■ Problem requirements ■
Line by line, copy the data below exactly.

Segment Start: Information provided

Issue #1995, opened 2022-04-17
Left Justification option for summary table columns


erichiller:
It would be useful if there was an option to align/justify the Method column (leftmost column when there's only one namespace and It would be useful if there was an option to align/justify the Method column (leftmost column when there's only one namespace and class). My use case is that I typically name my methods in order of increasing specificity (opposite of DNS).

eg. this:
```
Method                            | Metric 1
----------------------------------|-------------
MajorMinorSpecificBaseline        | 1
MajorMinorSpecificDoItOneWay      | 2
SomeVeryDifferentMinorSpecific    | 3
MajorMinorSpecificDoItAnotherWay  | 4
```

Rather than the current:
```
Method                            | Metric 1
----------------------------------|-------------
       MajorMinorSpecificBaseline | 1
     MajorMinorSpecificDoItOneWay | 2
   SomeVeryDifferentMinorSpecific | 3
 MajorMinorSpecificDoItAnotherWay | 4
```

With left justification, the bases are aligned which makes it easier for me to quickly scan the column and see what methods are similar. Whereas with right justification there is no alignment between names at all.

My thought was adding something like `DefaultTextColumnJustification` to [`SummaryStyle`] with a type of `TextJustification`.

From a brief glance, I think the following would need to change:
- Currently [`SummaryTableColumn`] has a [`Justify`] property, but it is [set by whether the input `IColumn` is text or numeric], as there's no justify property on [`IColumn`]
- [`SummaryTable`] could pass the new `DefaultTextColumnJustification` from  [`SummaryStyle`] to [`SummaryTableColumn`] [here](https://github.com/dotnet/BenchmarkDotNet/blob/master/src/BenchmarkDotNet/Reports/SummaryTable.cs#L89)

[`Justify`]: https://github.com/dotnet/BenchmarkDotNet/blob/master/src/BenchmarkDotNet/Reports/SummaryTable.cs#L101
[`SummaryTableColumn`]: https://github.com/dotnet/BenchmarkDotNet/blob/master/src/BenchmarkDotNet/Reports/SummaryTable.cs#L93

Segment End: Information provided

■ Reply ■
Issue #1995, opened 2022-04-17
Left Justification option for summary table columns


erichiller:
It would be useful if there was an option to align/justify the Method column (leftmost column when there's only one namespace and It would be useful if there was an option to align/justify the Method column (leftmost column when there's only one namespace and class). My use case is that I typically name my methods in order of increasing specificity (opposite of DNS).

eg. this:
```
Method                            | Metric 1
----------------------------------|-------------
MajorMinorSpecificBaseline        | 1
MajorMinorSpecificDoItOneWay      | 2
SomeVeryDifferentMinorSpecific    | 3
MajorMinorSpecificDoItAnotherWay  | 4
```

Rather than the current:
```
Method                            | Metric 1
----------------------------------|-------------
       MajorMinorSpecificBaseline | 1
     MajorMinorSpecificDoItOneWay | 2
   SomeVeryDifferentMinorSpecific | 3
 MajorMinorSpecificDoItAnotherWay | 4
```

With left justification, the bases are aligned which makes it easier for me to quickly scan the column and see what methods are similar. Whereas with right justification there is no alignment between names at all.

My thought was adding something like `DefaultTextColumnJustification` to [`SummaryStyle`] with a type of `TextJustification`.

From a brief glance, I think the following would need to change:
- Currently [`SummaryTableColumn`] has a [`Justify`] property, but it is [set by whether the input `IColumn` is text or numeric], as there's no justify property on [`IColumn`]
- [`SummaryTable`] could pass the new `DefaultTextColumnJustification` from  [`SummaryStyle`] to [`SummaryTableColumn`] [here](https://github.com/dotnet/BenchmarkDotNet/blob/master/src/BenchmarkDotNet/Reports/SummaryTable.cs#L89)

[`Justify`]: https://github.com/dotnet/BenchmarkDotNet/blob/master/src/BenchmarkDotNet/Reports/SummaryTable.cs#L101
[`SummaryTableColumn`]: https://github.com/dotnet/BenchmarkDotNet/blob/master/src/BenchmarkDotNet/Reports/SummaryTable.cs#L93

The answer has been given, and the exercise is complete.